Issue #27, opened 2016-04-16
Unused use warning for class in type comment


meridius:
As far as I know, there is no support for parsing type comments by _SlevomatCodingStandard.Namespaces.UnusedUses_.

Consider this, which will be found as error _SlevomatCodingStandard.Namespaces.UnusedUses.UnusedUse_
```php
use Bar\Something;
use Foo\MyType;

...

/* @var $variable MyType */
$variable = Something::create();
```

Could support for that be added please?

ondrejmirtes:
Do you have searchAnnotations set to true as advised in #22? Can you send failing test or PR?

meridius:
Sure I have searchAnnotations enabled. ;)
Here is the failing test.

PR #28, opened 2016-04-16
Added failing (so far) test for unused uses warning on type comments

meridius:
Referencing https://github.com/slevomat/coding-standard/issues/27

### DIFF
--- a/tests/Sniffs/Namespaces/UnusedUsesSniffTest.php
+++ b/tests/Sniffs/Namespaces/UnusedUsesSniffTest.php
@@ -86,6 +86,14 @@ class UnusedUsesSniffTest extends \SlevomatCodingStandard\Sniffs\TestCase
 		$this->assertNoSniffError($report, 5);
 	}
 
+	public function testTypeComment()
+	{
+		$report = $this->checkFile(__DIR__ . '/data/unusedUsesTypeComment.php', [
+			'searchAnnotations' => true,
+		]);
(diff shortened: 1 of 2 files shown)


ondrejmirtes:
@meridius What about using `/**` as the beginning of the comment? It's a different token for PHPCS and the defacto standard for docblocks.

meridius:
@ondrejmirtes But then it would be docblock, not type comment and I'd get error about docblocks not being able to be only on one line. 
Since I would not be able to test it untill evening, I don't know what sniff exactly reports this, but I agree with it.

ondrejmirtes:
Documentation annotations like `@var` or `@see` are always in a docblock `/** */`, that's why I scan them only. Please verify that the sniff works in that scenario.

meridius:
Well, not always they don't. Please see the Netbeans' documentation article about this feature.

https://blogs.oracle.com/netbeansphp/entry/defining_a_variable_type_in

ondrejmirtes:
It's a design decision on our side to support only one type of notation. And that's `/**` in order to be consistent with property and method docblocks.

See for example https://github.com/phpDocumentor/fig-standards/blob/master/proposed/phpdoc.md - PSR-5 proposal about phpDocs - it also supports `/**` only.

Using `/**` can benefit you also when you are using Doctrine annotations, which parse `/**` only too.

I'm going to close this issue for now - if this sniff does not see types inside `/**` or if you have other problems, please open a new one. Thanks.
------
Which lines above carry the string "about"? Copy those lines.

= Answer for the task =
@meridius What about using `/**` as the beginning of the comment? It's a different token for PHPCS and the defacto standard for docblocks.
@ondrejmirtes But then it would be docblock, not type comment and I'd get error about docblocks not being able to be only on one line. 
Well, not always they don't. Please see the Netbeans' documentation article about this feature.
See for example https://github.com/phpDocumentor/fig-standards/blob/master/proposed/phpdoc.md - PSR-5 proposal about phpDocs - it also supports `/**` only.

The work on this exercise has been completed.